» ACTIVITY
What lines of the data hold the string "sherfert"? Pull each one out.

Saved entries:
=== Begin Enclosure ===

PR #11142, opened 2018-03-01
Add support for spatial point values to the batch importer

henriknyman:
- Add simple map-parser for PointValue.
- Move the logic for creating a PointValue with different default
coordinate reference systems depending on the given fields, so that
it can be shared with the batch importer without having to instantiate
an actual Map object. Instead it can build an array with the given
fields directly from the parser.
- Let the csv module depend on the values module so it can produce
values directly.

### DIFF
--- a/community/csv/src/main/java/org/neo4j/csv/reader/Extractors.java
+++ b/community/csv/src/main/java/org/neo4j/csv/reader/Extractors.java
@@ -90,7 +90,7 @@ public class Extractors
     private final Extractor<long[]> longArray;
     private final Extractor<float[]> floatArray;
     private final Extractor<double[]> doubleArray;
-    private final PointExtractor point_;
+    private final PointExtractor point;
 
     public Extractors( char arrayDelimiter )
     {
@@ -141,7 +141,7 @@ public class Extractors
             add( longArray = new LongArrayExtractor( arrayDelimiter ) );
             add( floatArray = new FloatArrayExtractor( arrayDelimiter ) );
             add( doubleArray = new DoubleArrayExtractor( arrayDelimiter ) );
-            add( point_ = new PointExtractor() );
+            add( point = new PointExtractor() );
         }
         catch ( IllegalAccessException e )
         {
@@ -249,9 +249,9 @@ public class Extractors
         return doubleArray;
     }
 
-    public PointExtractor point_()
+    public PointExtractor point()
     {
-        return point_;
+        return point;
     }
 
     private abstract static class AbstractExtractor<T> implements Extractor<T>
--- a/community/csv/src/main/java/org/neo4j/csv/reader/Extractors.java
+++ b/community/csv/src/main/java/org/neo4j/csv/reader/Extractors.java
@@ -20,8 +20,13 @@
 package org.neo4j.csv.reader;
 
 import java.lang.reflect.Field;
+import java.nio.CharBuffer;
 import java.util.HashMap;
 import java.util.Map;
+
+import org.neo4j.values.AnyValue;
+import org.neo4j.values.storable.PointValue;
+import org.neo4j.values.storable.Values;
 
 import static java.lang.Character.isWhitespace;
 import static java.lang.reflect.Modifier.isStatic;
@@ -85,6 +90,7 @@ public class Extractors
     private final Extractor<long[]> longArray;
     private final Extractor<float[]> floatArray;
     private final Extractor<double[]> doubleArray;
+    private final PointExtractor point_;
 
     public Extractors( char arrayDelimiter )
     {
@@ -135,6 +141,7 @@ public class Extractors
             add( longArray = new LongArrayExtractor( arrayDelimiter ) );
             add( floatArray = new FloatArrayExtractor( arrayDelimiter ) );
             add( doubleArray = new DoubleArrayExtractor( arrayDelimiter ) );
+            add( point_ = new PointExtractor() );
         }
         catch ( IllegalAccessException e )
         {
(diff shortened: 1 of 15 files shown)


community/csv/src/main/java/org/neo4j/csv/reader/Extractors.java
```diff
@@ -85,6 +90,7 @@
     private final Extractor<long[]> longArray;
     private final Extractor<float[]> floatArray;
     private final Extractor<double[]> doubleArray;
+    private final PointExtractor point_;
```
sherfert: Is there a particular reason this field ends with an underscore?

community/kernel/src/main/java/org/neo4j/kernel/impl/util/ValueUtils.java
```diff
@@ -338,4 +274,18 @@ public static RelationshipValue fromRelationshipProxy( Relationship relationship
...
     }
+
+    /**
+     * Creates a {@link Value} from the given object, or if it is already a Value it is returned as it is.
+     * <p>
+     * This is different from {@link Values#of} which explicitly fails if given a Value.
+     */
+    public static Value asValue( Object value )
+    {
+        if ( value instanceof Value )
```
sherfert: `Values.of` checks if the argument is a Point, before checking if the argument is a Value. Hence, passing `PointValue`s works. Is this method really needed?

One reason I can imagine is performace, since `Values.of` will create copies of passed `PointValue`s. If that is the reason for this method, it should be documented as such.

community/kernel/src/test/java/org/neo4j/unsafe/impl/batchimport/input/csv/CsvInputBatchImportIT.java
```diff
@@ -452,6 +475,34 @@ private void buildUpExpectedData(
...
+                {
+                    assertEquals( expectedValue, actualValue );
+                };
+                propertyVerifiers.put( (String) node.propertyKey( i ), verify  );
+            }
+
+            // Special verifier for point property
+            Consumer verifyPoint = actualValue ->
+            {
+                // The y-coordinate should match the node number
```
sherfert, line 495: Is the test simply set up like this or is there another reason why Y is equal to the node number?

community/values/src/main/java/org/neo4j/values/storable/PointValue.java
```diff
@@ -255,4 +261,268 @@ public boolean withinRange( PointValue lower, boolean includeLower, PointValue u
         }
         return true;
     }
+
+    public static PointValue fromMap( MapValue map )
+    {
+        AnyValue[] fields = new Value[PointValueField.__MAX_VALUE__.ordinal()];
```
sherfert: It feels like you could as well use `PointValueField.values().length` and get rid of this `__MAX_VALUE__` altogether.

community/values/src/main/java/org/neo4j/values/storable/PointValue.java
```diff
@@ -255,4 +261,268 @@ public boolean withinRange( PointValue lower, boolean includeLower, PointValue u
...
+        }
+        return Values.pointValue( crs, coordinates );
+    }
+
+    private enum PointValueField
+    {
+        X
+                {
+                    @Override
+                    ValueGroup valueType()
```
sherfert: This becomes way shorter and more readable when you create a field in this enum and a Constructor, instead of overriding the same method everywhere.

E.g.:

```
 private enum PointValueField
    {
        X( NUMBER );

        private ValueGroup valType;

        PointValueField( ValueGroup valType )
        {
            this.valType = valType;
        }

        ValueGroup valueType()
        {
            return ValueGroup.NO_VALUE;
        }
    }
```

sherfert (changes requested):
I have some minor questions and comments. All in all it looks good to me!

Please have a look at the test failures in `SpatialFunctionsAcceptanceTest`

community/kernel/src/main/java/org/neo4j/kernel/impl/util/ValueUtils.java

=== End Enclosure ===
=== Begin Enclosure ===

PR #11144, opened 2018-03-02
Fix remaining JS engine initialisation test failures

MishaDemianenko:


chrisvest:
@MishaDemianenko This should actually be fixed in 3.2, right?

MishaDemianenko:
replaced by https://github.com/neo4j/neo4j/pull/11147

=== End Enclosure ===

» YOUR SOLUTION
sherfert: Is there a particular reason this field ends with an underscore?
sherfert: `Values.of` checks if the argument is a Point, before checking if the argument is a Value. Hence, passing `PointValue`s works. Is this method really needed?
sherfert, line 495: Is the test simply set up like this or is there another reason why Y is equal to the node number?
sherfert: It feels like you could as well use `PointValueField.values().length` and get rid of this `__MAX_VALUE__` altogether.
sherfert: This becomes way shorter and more readable when you create a field in this enum and a Constructor, instead of overriding the same method everywhere.
sherfert (changes requested):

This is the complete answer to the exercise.